▸ What this task involves
The expected output is exactly the lines below, starting at the line with "PR #817, opened 2026-08-09" and ending at the line with "SurfaceImpl::configure(const SurfaceConfig& config)", both included; no other line belongs in it.

▸ Information given
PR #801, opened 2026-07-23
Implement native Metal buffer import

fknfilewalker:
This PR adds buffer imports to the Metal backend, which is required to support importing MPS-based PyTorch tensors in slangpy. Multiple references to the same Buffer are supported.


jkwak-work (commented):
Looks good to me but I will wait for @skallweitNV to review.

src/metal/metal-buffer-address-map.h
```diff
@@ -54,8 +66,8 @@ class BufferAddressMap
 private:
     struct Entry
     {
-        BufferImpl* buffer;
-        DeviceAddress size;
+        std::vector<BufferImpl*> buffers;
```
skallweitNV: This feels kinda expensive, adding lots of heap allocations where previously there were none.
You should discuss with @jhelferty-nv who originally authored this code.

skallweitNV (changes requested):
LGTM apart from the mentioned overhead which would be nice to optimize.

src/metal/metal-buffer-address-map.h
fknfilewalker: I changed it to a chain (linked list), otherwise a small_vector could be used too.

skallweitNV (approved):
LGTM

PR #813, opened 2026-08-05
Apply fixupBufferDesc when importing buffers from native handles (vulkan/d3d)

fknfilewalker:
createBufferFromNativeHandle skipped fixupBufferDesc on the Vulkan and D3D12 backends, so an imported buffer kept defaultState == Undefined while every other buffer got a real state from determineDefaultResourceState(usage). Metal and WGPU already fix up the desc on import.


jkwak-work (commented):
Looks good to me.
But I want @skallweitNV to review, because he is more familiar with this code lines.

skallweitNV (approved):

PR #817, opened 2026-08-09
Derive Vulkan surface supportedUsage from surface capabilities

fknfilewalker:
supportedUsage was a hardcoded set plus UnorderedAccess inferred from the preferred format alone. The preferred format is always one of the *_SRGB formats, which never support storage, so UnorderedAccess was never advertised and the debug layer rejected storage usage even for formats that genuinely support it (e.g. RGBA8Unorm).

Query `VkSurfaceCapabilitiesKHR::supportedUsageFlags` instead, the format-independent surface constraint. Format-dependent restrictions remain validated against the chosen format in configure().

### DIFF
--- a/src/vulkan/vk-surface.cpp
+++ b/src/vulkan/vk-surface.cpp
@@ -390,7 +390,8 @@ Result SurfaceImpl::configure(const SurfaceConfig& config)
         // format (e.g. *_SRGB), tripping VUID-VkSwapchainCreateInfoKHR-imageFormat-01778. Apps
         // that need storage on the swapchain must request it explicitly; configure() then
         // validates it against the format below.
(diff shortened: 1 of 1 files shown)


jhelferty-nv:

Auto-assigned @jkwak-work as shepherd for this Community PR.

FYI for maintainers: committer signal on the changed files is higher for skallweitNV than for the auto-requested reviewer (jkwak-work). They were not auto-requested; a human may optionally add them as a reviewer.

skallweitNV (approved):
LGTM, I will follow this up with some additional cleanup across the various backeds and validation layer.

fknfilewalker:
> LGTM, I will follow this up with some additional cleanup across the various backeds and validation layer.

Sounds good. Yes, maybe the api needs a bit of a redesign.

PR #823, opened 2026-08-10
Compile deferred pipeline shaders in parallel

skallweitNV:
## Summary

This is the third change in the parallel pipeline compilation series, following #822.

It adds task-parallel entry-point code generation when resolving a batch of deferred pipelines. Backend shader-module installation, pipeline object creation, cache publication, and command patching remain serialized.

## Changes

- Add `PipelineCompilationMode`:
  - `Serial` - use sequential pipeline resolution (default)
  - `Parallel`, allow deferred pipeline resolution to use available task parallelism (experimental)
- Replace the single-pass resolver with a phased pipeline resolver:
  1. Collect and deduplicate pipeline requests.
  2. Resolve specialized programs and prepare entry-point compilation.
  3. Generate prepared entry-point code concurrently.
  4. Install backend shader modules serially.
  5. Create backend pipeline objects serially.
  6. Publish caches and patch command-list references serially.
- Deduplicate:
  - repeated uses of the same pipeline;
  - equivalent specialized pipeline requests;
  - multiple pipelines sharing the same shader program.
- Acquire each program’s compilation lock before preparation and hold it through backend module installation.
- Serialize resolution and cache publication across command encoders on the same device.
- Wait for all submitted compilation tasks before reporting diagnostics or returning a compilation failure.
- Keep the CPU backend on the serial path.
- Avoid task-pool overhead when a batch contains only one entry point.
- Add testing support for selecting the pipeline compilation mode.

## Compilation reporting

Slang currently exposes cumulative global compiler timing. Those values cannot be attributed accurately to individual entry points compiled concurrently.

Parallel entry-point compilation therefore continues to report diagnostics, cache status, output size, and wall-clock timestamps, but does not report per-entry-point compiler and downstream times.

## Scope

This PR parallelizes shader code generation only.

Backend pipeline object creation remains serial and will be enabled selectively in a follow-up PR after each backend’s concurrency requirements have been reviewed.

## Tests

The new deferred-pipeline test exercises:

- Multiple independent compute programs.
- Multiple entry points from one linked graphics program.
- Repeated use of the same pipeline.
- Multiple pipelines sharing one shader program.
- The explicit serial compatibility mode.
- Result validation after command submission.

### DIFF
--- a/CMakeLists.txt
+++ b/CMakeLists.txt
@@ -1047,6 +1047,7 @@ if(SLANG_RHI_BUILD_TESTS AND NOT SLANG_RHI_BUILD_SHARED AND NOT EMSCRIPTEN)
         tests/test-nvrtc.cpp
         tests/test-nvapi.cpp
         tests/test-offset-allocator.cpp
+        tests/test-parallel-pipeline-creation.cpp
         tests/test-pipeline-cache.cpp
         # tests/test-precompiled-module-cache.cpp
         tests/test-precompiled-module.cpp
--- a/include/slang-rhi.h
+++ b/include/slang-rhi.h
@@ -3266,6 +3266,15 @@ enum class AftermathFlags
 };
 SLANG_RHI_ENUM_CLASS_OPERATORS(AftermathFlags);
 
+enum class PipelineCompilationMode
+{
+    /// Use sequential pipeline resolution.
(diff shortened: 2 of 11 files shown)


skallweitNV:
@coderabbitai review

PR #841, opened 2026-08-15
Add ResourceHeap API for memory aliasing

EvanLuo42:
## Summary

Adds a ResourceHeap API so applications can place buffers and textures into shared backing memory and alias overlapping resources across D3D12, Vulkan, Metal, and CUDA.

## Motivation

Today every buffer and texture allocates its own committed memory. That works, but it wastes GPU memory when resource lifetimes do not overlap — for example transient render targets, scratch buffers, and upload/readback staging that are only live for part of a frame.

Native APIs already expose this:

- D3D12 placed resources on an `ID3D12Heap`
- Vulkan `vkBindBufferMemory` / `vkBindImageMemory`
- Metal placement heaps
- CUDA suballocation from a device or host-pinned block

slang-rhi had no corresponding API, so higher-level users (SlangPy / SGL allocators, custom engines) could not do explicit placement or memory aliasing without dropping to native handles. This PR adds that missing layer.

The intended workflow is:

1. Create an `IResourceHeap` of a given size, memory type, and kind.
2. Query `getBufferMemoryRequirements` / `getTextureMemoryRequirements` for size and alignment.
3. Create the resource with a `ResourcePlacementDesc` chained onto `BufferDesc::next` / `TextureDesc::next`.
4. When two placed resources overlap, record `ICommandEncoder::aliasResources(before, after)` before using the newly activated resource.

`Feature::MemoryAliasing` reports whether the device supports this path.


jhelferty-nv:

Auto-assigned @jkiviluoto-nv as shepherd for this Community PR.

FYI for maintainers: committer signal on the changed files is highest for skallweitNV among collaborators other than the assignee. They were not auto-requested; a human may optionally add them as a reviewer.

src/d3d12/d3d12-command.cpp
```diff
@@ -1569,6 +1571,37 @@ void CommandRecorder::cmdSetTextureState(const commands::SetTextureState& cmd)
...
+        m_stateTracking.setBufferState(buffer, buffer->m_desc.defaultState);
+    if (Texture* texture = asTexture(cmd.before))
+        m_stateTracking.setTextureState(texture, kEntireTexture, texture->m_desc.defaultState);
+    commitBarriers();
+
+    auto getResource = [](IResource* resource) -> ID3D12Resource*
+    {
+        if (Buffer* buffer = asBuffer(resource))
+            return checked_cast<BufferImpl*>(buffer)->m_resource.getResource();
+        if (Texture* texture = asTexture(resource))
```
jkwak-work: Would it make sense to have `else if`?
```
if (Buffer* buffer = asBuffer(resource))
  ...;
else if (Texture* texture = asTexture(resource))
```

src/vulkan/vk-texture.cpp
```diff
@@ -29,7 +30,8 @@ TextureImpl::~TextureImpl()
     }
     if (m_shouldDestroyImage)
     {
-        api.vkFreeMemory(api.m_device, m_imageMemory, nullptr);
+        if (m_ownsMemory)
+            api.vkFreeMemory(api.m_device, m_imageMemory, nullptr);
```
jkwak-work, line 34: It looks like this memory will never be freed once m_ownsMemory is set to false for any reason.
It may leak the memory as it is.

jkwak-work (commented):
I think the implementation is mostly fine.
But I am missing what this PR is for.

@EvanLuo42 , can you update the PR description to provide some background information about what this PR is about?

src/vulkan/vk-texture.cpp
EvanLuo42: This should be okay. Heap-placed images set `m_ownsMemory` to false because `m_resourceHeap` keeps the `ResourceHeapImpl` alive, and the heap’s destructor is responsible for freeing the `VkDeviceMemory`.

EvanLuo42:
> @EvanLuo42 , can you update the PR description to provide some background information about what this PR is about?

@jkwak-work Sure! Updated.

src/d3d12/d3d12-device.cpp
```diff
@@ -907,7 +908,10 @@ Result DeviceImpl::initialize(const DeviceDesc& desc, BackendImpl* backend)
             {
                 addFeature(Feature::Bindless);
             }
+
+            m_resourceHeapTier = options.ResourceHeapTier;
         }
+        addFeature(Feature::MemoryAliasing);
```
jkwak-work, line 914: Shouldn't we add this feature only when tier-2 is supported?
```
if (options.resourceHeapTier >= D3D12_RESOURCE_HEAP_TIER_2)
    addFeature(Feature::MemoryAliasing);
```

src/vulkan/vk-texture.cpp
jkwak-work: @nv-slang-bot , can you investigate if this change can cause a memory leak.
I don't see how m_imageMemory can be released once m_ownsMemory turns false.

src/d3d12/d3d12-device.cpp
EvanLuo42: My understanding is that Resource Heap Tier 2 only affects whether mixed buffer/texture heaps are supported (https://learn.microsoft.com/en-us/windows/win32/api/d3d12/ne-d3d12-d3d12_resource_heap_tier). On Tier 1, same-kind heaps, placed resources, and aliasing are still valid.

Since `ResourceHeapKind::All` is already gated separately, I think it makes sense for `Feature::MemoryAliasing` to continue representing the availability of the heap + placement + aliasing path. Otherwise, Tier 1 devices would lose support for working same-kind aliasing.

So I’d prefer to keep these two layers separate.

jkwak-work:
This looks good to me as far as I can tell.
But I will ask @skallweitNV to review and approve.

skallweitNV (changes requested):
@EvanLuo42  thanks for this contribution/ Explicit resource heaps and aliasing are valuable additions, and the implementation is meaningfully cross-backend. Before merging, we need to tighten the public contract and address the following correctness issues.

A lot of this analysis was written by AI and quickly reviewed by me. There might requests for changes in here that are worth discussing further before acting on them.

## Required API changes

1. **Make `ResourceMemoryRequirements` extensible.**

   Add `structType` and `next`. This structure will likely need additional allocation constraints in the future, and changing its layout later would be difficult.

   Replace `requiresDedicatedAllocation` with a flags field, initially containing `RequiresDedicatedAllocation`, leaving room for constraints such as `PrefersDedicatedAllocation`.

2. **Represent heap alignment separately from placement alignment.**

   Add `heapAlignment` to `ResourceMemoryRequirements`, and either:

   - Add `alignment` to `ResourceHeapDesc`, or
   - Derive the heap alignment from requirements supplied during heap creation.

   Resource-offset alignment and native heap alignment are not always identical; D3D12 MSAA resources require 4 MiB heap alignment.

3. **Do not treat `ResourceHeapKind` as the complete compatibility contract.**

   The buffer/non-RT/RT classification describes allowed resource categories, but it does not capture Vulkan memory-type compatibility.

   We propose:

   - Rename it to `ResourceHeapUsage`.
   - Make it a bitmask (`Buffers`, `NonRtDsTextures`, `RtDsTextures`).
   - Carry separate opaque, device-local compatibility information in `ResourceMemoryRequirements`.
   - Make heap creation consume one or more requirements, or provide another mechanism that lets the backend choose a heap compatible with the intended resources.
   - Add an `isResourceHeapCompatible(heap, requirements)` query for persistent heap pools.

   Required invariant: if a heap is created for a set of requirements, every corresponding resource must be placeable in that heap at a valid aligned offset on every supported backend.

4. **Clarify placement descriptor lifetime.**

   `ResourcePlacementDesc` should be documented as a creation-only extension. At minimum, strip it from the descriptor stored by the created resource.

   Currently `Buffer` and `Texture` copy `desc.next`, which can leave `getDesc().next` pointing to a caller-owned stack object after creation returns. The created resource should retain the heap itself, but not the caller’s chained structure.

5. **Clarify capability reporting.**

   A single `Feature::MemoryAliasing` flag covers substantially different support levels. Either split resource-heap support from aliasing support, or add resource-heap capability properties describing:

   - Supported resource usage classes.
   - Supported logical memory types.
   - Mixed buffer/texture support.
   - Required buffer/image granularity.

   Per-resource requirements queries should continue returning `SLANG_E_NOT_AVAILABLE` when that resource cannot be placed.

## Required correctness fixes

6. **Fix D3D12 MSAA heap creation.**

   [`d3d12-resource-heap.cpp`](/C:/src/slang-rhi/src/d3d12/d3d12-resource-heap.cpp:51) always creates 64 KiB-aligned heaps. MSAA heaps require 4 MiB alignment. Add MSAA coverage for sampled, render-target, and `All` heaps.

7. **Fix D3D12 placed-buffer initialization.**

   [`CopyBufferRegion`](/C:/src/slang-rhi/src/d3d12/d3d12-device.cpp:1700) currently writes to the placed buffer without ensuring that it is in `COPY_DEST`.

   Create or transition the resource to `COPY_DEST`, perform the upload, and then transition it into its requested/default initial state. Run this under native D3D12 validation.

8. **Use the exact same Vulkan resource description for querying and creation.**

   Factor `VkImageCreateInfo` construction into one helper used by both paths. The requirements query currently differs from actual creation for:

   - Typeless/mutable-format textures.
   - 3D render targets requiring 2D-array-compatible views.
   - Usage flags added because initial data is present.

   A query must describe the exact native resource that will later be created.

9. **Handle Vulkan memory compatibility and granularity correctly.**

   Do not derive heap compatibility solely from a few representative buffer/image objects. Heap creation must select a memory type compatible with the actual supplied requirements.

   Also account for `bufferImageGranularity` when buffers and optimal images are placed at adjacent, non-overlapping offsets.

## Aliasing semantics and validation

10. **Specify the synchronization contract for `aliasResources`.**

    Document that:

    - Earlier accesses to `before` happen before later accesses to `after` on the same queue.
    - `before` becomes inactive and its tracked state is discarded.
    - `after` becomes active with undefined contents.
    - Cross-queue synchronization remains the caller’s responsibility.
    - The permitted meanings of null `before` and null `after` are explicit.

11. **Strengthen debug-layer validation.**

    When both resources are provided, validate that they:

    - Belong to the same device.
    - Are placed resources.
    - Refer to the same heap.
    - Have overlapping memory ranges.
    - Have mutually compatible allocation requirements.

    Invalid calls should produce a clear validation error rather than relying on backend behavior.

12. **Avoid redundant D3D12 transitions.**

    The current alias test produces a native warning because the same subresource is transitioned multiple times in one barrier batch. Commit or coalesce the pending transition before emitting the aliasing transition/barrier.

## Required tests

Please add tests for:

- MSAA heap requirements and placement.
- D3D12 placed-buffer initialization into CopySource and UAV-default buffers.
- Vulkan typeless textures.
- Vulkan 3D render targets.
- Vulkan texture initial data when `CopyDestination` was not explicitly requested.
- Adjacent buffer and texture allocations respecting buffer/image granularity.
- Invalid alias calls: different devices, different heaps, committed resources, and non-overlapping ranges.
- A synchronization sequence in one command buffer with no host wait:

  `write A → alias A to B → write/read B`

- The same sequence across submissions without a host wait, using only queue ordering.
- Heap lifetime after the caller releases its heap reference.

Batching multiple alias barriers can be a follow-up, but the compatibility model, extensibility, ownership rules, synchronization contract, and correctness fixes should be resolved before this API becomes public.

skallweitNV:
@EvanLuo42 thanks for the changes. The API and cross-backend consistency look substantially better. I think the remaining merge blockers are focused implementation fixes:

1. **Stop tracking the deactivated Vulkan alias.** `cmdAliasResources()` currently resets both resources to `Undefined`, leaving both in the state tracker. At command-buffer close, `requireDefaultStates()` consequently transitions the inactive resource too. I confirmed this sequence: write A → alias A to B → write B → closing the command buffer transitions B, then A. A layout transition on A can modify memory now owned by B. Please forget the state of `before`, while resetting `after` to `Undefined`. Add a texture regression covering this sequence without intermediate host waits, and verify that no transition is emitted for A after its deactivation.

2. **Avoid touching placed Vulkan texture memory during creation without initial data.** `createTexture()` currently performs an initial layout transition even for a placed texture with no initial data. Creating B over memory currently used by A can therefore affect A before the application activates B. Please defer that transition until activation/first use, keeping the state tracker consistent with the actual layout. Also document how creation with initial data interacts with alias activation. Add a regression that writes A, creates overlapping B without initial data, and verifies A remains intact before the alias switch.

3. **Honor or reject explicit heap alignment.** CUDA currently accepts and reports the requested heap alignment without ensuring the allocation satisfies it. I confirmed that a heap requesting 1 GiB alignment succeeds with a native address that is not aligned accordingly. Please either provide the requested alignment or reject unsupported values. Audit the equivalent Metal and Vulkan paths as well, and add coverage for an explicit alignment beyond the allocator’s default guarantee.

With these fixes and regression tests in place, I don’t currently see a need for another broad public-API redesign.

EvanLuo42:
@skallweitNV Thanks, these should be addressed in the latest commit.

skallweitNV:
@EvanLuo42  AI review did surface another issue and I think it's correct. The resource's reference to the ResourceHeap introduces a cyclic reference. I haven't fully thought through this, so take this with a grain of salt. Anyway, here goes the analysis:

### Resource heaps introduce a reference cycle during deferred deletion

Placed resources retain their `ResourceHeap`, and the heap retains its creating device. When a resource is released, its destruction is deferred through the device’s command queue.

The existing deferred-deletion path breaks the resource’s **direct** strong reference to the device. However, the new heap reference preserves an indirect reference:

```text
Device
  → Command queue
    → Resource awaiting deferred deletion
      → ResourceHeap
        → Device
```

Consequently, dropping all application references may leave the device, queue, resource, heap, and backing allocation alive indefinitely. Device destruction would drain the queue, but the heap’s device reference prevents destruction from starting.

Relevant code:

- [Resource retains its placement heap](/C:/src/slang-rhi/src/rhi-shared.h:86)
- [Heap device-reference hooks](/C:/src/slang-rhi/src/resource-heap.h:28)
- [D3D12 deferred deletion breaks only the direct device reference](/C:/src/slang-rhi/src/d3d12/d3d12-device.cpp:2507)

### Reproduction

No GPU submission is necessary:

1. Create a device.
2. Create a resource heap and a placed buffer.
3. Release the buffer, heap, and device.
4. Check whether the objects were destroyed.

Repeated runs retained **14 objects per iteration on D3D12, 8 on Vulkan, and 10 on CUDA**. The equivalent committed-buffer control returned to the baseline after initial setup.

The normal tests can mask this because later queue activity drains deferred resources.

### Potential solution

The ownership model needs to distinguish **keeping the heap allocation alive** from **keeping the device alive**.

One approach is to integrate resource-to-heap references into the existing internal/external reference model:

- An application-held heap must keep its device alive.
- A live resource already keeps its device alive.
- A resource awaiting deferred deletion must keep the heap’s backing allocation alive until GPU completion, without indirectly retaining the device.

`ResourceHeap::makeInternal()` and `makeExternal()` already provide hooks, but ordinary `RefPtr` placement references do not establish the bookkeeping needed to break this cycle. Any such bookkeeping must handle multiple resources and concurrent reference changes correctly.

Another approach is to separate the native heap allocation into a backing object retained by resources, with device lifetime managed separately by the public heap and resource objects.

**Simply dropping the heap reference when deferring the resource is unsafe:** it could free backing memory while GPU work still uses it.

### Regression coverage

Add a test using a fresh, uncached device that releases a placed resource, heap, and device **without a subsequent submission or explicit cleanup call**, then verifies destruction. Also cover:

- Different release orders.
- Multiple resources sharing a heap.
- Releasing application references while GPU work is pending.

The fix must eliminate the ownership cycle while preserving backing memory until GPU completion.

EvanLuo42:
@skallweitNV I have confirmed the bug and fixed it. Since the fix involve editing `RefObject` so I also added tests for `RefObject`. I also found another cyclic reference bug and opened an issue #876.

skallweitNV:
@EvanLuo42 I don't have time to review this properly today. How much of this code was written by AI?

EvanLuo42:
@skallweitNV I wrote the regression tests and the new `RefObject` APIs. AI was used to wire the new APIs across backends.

▸ Result
PR #817, opened 2026-08-09
Derive Vulkan surface supportedUsage from surface capabilities

fknfilewalker:
supportedUsage was a hardcoded set plus UnorderedAccess inferred from the preferred format alone. The preferred format is always one of the *_SRGB formats, which never support storage, so UnorderedAccess was never advertised and the debug layer rejected storage usage even for formats that genuinely support it (e.g. RGBA8Unorm).

Query `VkSurfaceCapabilitiesKHR::supportedUsageFlags` instead, the format-independent surface constraint. Format-dependent restrictions remain validated against the chosen format in configure().

### DIFF
--- a/src/vulkan/vk-surface.cpp
+++ b/src/vulkan/vk-surface.cpp
@@ -390,7 +390,8 @@ Result SurfaceImpl::configure(const SurfaceConfig& config)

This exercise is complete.